# PROBLEM DESCRIPTION
An exact repetition of the listing is required.

# RECORDS TO USE
PR #53, opened 2022-11-16
Fs 1868 filter by asset and status

srh-sloan:
Adds filter by asset and/or status to the assessor dashboard.

Includes FS-1868 and FS-699

### DIFF
--- a/app/assess/routes.py
+++ b/app/assess/routes.py
@@ -1,6 +1,7 @@
 from app.assess.data import *
 from app.assess.data import get_application_overviews
 from app.assess.data import submit_score_and_justification
+from app.assess.display_value_mappings import assessment_statuses
 from app.assess.display_value_mappings import asset_types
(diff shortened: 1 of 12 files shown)


adamdavies1 (approved):
LGTM

app/assess/routes.py
```diff
@@ -297,6 +299,9 @@ def landing():
 
     search_params = {
         "search_term": "",
+        "search_in": "project_name,application_short_id",
```
gidsg, line 302: Just wondering whether this should be a store concern, rather than letting the frontend decide which fields to query?

srh-sloan: We thought a frontend thing as the front end will be telling users which fields the search applies to, so rather than duplicate that info it's all in one service.

The frontend search box has the label 'Search in project name and ref' or similar.

PR #55, opened 2022-11-17
Add clear filters

srh-sloan:
Added clear filters button as per current prototype and discussions with Emma.

It only appears when searching/filtering is applied.

https://fsd-pre-award.herokuapp.com/s26-assessment/search-filtering


adamdavies1 (approved):
LGTM, works great!

PR #58, opened 2022-11-24
FS-1581: Add templates for Assessor Task List page

tferns:
**Summary:**

- Add templates outlined by jira story [FS-1581](https://digital.dclg.gov.uk/jira/browse/FS-1581)
- Consumes mapping configuration from:
    - https://github.com/communitiesuk/funding-service-design-assessment-store/pull/50
- Add test for new section/criteria macro components

**Considerations:**
- Might be a better way to pull back the fund_name? As opposed to another API call?
- Styling may change (future work?) - as new prototype is in "Considerations" phase at the time of this edit.


Adam-W1:
> * FS-1581

Just on the fourth point, the config will be consumed from the assessment store

tferns:
> > * FS-1581
> 
> Just on the fourth point, the config will be consumed from the assessment store

Thanks, have updated the description to reflect that just now

app/assess/templates/macros/scored_section.html
```diff
@@ -0,0 +1,52 @@
+{%- from "govuk_frontend_jinja/components/table/macro.html" import govukTable -%}
```
Adam-W1, line 1: A bit of a weird one to wrap the head around, but technically we don't have scored sections. We have unscored sections and scored criteria, like so:
scored_criteria -> sub_criteria -> theme -> answers
unscored_sections -> sub_criteria -> theme -> answers

tferns: Hey, thanks for clarifying that for me this morning.  It's a lot more clear now...

 I've pushed https://github.com/communitiesuk/funding-service-design-assessment/pull/58/commits/eb884c180a63acf4e781fbfbbc8eba0d863659c6 to implement the changes we spoke about, if you have any other suggestions please let me know! 👍

app/assess/models/assessor_task_list.py
```diff
@@ -0,0 +1,85 @@
...
+@dataclass
+class _Criteria:
+    name: str
+    total_criteria_score: int
+    total_criteria_score_possible: int
+    weighting: float
+    sub_criterias: List[_CriteriaSubCriteria]
+
+
+@dataclass
```
Adam-W1, line 33: very neat use of data classes here 🔥

config/envs/default.py
```diff
@@ -52,15 +52,21 @@ class DefaultConfig:
...
 
+    APPLICATION_OVERVIEW_ENDPOINT_APPLICATION_ID = (
+        "/application_overviews/{application_id}"
+    )
+
     ASSESSMENT_SCORES_ENDPOINT = (
         ASSESSMENT_STORE_API_HOST
         + "/assessments/{assessment_id}/sub_criterias/{sub_criteria_id}/scores"
     )
+    ASSESSMENT_MAPPING_CONFIG_ENDPOINT = (
```
Adam-W1, line 67: im not sure this is used?

app/assess/models/assessor_task_list.py
```diff
@@ -0,0 +1,85 @@
...
+                    total_criteria_score=criteria["total_criteria_score"],
+                    total_criteria_score_possible=criteria[
+                        "total_criteria_score_possible"
+                    ],
+                    weighting=criteria["weighting"],
+                    sub_criterias=[
+                        _CriteriaSubCriteria(
+                            id=sub_criteria["id"],
+                            name=sub_criteria["name"],
+                            status=sub_criteria["status"],
```
Adam-W1, line 76: I think we are reading the mapping config here which doesnt contain any state. We wont be saving scores and statuses to the config dict, they should be in the assessment database. 
The statuses and scoring will come from the db records associated with the criteria/sub_critera. I think this Is linked to my comment on the assessment store PR, the state needs to be matched there before sending over to assessment.
so Assessment store reads (and matches) the config to the db records and then returns the sections and the ordered criteria with associated criteria score and sub_criteria statuses
Happy to chat this through on a call

config/envs/default.py
tferns: Good spot, I'll push a commit to remove it.  Left over from the old PR...

app/assess/models/assessor_task_list.py
tferns: > I think we are reading the mapping config here which doesnt contain any state

The structure is similar to the mapping config, however there are subtle differences, the root level dataclass `AssessorTaskList` is meant to represent a model which has only the state necessary to be rendered on the UI.

State can be added as part of this transformation:  [assessment_mapping_fund_round.py#L30-L39](https://github.com/communitiesuk/funding-service-design-assessment-store/blob/cf75286e37b0cfe1f95423e8aea0ae793ec6502d/config/mappings/assessment_mapping_fund_round.py#L30-L39)

We will have to query the database for this state though.  

> the state needs to be matched there before sending over to assessment

This is what's happening in the above assessment_store function, however there aren't any database queries to get the state and then transform it, there are just placeholders at the moment -- I think I could build out the queries based on the current structure/data model & doing TDD, but I was reluctant to as they might have changes from the work Gio is doing at the moment on scores (also wanted to get feedback on approach so far before continuing).

app/assess/models/assessor_task_list.py
```diff
@@ -0,0 +1,85 @@
+from dataclasses import dataclass
+from typing import List
+
+
+@dataclass
+class _SubCriteria:
```
Adam-W1, line 6: I imagine this would be separated out as the dataclass will be used elsewhere. IMO okay to leave here for this PR though and refactor as needed

Adam-W1 (approved):
looks good 👍

tests/conftest.py
```diff
@@ -7,7 +8,8 @@
 from selenium.webdriver.chrome.service import Service
 from webdriver_manager.chrome import ChromeDriverManager
 
-multiprocessing.set_start_method("fork")  # Required on macOSX
+if platform.system() == "Darwin":
+    multiprocessing.set_start_method("fork")  # Required on macOSX
```
SentientHousePlant, line 12: 💯

SentientHousePlant (approved):
Love work! Comprehensive tests and clean code + seperation of concerns. I like the use of filters to avoid pre-processing data before passing to routes.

# WRITTEN RESPONSE
PR #53, opened 2022-11-16
Fs 1868 filter by asset and status

srh-sloan:
Adds filter by asset and/or status to the assessor dashboard.

Includes FS-1868 and FS-699

### DIFF
--- a/app/assess/routes.py
+++ b/app/assess/routes.py
@@ -1,6 +1,7 @@
 from app.assess.data import *
 from app.assess.data import get_application_overviews
 from app.assess.data import submit_score_and_justification
+from app.assess.display_value_mappings import assessment_statuses
 from app.assess.display_value_mappings import asset_types
(diff shortened: 1 of 12 files shown)


adamdavies1 (approved):
LGTM

app/assess/routes.py
```diff
@@ -297,6 +299,9 @@ def landing():
 
     search_params = {
         "search_term": "",
+        "search_in": "project_name,application_short_id",
```
gidsg, line 302: Just wondering whether this should be a store concern, rather than letting the frontend decide which fields to query?

srh-sloan: We thought a frontend thing as the front end will be telling users which fields the search applies to, so rather than duplicate that info it's all in one service.

The frontend search box has the label 'Search in project name and ref' or similar.

PR #55, opened 2022-11-17
Add clear filters

srh-sloan:
Added clear filters button as per current prototype and discussions with Emma.

It only appears when searching/filtering is applied.

https://fsd-pre-award.herokuapp.com/s26-assessment/search-filtering


adamdavies1 (approved):
LGTM, works great!

PR #58, opened 2022-11-24
FS-1581: Add templates for Assessor Task List page

tferns:
**Summary:**

- Add templates outlined by jira story [FS-1581](https://digital.dclg.gov.uk/jira/browse/FS-1581)
- Consumes mapping configuration from:
    - https://github.com/communitiesuk/funding-service-design-assessment-store/pull/50
- Add test for new section/criteria macro components

**Considerations:**
- Might be a better way to pull back the fund_name? As opposed to another API call?
- Styling may change (future work?) - as new prototype is in "Considerations" phase at the time of this edit.


Adam-W1:
> * FS-1581

Just on the fourth point, the config will be consumed from the assessment store

tferns:
> > * FS-1581
> 
> Just on the fourth point, the config will be consumed from the assessment store

Thanks, have updated the description to reflect that just now

app/assess/templates/macros/scored_section.html
```diff
@@ -0,0 +1,52 @@
+{%- from "govuk_frontend_jinja/components/table/macro.html" import govukTable -%}
```
Adam-W1, line 1: A bit of a weird one to wrap the head around, but technically we don't have scored sections. We have unscored sections and scored criteria, like so:
scored_criteria -> sub_criteria -> theme -> answers
unscored_sections -> sub_criteria -> theme -> answers

tferns: Hey, thanks for clarifying that for me this morning.  It's a lot more clear now...

 I've pushed https://github.com/communitiesuk/funding-service-design-assessment/pull/58/commits/eb884c180a63acf4e781fbfbbc8eba0d863659c6 to implement the changes we spoke about, if you have any other suggestions please let me know! 👍

app/assess/models/assessor_task_list.py
```diff
@@ -0,0 +1,85 @@
...
+@dataclass
+class _Criteria:
+    name: str
+    total_criteria_score: int
+    total_criteria_score_possible: int
+    weighting: float
+    sub_criterias: List[_CriteriaSubCriteria]
+
+
+@dataclass
```
Adam-W1, line 33: very neat use of data classes here 🔥

config/envs/default.py
```diff
@@ -52,15 +52,21 @@ class DefaultConfig:
...
 
+    APPLICATION_OVERVIEW_ENDPOINT_APPLICATION_ID = (
+        "/application_overviews/{application_id}"
+    )
+
     ASSESSMENT_SCORES_ENDPOINT = (
         ASSESSMENT_STORE_API_HOST
         + "/assessments/{assessment_id}/sub_criterias/{sub_criteria_id}/scores"
     )
+    ASSESSMENT_MAPPING_CONFIG_ENDPOINT = (
```
Adam-W1, line 67: im not sure this is used?

app/assess/models/assessor_task_list.py
```diff
@@ -0,0 +1,85 @@
...
+                    total_criteria_score=criteria["total_criteria_score"],
+                    total_criteria_score_possible=criteria[
+                        "total_criteria_score_possible"
+                    ],
+                    weighting=criteria["weighting"],
+                    sub_criterias=[
+                        _CriteriaSubCriteria(
+                            id=sub_criteria["id"],
+                            name=sub_criteria["name"],
+                            status=sub_criteria["status"],
```
Adam-W1, line 76: I think we are reading the mapping config here which doesnt contain any state. We wont be saving scores and statuses to the config dict, they should be in the assessment database. 
The statuses and scoring will come from the db records associated with the criteria/sub_critera. I think this Is linked to my comment on the assessment store PR, the state needs to be matched there before sending over to assessment.
so Assessment store reads (and matches) the config to the db records and then returns the sections and the ordered criteria with associated criteria score and sub_criteria statuses
Happy to chat this through on a call

config/envs/default.py
tferns: Good spot, I'll push a commit to remove it.  Left over from the old PR...

app/assess/models/assessor_task_list.py
tferns: > I think we are reading the mapping config here which doesnt contain any state

The structure is similar to the mapping config, however there are subtle differences, the root level dataclass `AssessorTaskList` is meant to represent a model which has only the state necessary to be rendered on the UI.

State can be added as part of this transformation:  [assessment_mapping_fund_round.py#L30-L39](https://github.com/communitiesuk/funding-service-design-assessment-store/blob/cf75286e37b0cfe1f95423e8aea0ae793ec6502d/config/mappings/assessment_mapping_fund_round.py#L30-L39)

We will have to query the database for this state though.  

> the state needs to be matched there before sending over to assessment

This is what's happening in the above assessment_store function, however there aren't any database queries to get the state and then transform it, there are just placeholders at the moment -- I think I could build out the queries based on the current structure/data model & doing TDD, but I was reluctant to as they might have changes from the work Gio is doing at the moment on scores (also wanted to get feedback on approach so far before continuing).

app/assess/models/assessor_task_list.py
```diff
@@ -0,0 +1,85 @@
+from dataclasses import dataclass
+from typing import List
+
+
+@dataclass
+class _SubCriteria:
```
Adam-W1, line 6: I imagine this would be separated out as the dataclass will be used elsewhere. IMO okay to leave here for this PR though and refactor as needed

Adam-W1 (approved):
looks good 👍

tests/conftest.py
```diff
@@ -7,7 +8,8 @@
 from selenium.webdriver.chrome.service import Service
 from webdriver_manager.chrome import ChromeDriverManager
 
-multiprocessing.set_start_method("fork")  # Required on macOSX
+if platform.system() == "Darwin":
+    multiprocessing.set_start_method("fork")  # Required on macOSX
```
SentientHousePlant, line 12: 💯

SentientHousePlant (approved):
Love work! Comprehensive tests and clean code + seperation of concerns. I like the use of filters to avoid pre-processing data before passing to routes.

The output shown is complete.